**Brief**
How many lines of the data contain the word "tools"? Give only that number.

**Extracted material**
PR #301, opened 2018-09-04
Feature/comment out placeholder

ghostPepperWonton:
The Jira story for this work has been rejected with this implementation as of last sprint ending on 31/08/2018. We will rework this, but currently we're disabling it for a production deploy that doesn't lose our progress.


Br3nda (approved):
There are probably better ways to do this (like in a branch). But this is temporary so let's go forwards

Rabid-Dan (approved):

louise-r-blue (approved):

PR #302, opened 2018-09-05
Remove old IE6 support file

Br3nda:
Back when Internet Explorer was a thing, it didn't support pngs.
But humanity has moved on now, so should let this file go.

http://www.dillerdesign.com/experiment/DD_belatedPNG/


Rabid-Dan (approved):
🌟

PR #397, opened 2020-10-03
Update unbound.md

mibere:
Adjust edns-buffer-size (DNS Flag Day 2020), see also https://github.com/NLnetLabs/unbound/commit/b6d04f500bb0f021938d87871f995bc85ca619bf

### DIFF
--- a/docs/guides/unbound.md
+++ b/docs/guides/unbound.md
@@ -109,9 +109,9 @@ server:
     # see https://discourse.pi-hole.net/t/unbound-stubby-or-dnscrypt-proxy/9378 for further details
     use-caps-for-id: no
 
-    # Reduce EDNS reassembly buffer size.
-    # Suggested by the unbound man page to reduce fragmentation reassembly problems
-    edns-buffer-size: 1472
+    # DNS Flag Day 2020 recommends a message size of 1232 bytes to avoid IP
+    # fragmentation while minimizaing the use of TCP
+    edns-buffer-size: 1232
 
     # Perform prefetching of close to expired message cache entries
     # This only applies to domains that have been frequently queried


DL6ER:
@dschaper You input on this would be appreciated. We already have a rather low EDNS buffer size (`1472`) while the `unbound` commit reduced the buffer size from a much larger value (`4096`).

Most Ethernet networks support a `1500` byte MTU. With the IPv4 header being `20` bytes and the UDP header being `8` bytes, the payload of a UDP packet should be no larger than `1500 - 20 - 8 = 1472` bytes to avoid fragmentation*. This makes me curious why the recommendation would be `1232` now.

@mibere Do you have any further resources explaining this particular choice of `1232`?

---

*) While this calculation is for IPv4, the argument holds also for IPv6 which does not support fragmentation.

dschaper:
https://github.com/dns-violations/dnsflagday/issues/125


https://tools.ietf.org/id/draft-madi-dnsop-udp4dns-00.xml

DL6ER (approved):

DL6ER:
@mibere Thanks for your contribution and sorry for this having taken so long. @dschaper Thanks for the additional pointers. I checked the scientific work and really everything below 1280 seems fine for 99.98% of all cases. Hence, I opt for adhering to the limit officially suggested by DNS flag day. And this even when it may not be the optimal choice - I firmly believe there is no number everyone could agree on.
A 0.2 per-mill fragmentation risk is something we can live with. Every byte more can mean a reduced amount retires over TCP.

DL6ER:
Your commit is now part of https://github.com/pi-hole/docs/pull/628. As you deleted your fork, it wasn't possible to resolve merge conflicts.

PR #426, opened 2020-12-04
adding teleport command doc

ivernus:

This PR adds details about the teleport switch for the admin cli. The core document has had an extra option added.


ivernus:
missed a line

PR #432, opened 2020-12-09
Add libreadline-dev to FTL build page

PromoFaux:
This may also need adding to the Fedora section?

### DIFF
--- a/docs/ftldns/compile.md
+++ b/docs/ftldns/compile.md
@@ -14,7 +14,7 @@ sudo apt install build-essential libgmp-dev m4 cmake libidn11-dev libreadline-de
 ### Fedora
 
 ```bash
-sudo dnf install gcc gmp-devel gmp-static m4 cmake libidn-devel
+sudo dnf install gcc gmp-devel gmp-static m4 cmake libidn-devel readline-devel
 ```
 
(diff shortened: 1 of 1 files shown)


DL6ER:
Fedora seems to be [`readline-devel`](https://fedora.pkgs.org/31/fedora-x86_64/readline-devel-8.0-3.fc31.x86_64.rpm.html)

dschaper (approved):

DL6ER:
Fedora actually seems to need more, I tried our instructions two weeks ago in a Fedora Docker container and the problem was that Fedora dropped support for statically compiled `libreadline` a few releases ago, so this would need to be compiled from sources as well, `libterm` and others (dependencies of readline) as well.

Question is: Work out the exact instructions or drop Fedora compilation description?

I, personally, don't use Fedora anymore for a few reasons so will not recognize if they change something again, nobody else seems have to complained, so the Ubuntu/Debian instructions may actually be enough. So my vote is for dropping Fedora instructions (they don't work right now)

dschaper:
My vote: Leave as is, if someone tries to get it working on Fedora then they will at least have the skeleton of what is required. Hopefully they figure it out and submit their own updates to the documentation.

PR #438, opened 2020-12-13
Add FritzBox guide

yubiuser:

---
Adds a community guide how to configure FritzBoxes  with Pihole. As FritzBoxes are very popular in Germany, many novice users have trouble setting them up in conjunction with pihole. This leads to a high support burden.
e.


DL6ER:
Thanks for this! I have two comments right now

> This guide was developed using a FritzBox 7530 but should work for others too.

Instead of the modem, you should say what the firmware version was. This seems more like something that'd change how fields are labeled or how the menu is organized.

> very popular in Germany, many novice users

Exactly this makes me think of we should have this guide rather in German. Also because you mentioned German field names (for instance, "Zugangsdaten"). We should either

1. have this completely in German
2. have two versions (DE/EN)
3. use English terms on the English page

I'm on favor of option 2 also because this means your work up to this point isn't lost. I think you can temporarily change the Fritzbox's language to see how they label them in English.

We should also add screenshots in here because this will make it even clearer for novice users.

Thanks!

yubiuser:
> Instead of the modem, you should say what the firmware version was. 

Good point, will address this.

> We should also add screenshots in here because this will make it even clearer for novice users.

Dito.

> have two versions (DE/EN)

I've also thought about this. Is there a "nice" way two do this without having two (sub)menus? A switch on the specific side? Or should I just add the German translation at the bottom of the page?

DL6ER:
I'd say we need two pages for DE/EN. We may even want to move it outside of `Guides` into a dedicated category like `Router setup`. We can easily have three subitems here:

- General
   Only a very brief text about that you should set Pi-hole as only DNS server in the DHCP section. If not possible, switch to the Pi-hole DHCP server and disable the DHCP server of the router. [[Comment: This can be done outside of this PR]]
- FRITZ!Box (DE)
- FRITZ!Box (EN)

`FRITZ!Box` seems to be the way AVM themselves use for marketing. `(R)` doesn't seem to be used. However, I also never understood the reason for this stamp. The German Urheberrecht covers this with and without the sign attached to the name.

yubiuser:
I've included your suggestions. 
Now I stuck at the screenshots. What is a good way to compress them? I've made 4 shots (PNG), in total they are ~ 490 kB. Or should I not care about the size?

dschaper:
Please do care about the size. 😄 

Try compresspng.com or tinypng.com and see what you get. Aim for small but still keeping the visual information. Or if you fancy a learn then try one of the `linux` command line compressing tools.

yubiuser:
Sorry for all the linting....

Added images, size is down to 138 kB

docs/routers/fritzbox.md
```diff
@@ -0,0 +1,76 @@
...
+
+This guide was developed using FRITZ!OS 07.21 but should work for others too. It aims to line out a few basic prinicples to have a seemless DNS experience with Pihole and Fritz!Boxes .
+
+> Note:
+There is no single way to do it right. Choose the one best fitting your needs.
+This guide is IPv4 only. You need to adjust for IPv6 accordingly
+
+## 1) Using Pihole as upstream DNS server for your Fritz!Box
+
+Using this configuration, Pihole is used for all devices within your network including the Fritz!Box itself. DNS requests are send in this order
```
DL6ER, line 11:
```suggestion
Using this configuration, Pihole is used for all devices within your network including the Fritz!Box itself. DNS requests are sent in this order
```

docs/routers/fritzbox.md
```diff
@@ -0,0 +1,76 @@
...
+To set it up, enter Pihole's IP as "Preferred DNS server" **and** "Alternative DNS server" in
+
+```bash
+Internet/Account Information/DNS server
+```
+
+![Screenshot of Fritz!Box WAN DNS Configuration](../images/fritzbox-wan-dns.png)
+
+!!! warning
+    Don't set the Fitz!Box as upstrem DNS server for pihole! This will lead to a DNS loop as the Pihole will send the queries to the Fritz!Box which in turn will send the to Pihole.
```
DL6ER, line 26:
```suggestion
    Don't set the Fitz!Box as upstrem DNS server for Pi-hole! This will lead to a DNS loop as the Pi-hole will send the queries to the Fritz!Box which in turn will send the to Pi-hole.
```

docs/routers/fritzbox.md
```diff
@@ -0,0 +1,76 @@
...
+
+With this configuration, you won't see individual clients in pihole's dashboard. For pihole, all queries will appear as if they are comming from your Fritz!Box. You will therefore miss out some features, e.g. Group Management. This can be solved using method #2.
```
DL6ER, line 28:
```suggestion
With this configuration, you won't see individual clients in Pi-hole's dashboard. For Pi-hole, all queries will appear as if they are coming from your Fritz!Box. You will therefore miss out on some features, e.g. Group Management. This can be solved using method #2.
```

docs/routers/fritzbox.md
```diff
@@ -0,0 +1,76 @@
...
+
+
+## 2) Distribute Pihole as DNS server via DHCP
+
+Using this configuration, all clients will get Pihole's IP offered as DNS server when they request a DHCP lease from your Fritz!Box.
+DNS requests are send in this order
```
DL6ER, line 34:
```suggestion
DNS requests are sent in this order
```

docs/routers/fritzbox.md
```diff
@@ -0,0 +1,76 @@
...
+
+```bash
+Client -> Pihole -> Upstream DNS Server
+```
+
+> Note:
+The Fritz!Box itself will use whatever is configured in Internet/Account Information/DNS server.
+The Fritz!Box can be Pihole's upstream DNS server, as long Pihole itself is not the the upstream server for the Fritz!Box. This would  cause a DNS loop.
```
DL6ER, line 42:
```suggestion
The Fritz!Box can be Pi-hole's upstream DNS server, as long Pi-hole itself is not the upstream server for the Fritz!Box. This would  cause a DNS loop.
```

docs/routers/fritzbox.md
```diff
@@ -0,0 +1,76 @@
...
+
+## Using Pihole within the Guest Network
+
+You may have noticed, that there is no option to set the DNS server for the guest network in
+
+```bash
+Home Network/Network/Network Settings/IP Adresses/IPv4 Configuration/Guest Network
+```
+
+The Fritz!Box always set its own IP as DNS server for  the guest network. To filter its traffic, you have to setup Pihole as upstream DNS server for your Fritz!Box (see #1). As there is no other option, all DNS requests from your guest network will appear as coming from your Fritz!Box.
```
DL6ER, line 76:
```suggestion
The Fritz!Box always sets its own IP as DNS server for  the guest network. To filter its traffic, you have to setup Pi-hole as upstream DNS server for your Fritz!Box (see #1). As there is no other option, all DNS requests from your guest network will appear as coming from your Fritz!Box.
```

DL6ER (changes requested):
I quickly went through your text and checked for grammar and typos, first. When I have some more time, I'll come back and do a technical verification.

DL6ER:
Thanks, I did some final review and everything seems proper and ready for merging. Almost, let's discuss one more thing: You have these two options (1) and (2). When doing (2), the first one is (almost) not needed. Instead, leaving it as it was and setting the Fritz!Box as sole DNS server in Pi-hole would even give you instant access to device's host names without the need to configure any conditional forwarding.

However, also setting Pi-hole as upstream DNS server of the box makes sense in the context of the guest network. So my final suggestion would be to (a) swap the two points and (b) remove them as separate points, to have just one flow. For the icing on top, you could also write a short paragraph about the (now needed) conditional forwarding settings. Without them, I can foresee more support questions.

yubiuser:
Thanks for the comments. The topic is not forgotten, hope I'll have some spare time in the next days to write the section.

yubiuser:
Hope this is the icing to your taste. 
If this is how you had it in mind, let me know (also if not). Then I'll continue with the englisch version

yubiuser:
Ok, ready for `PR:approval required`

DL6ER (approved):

**Answer to this task**
2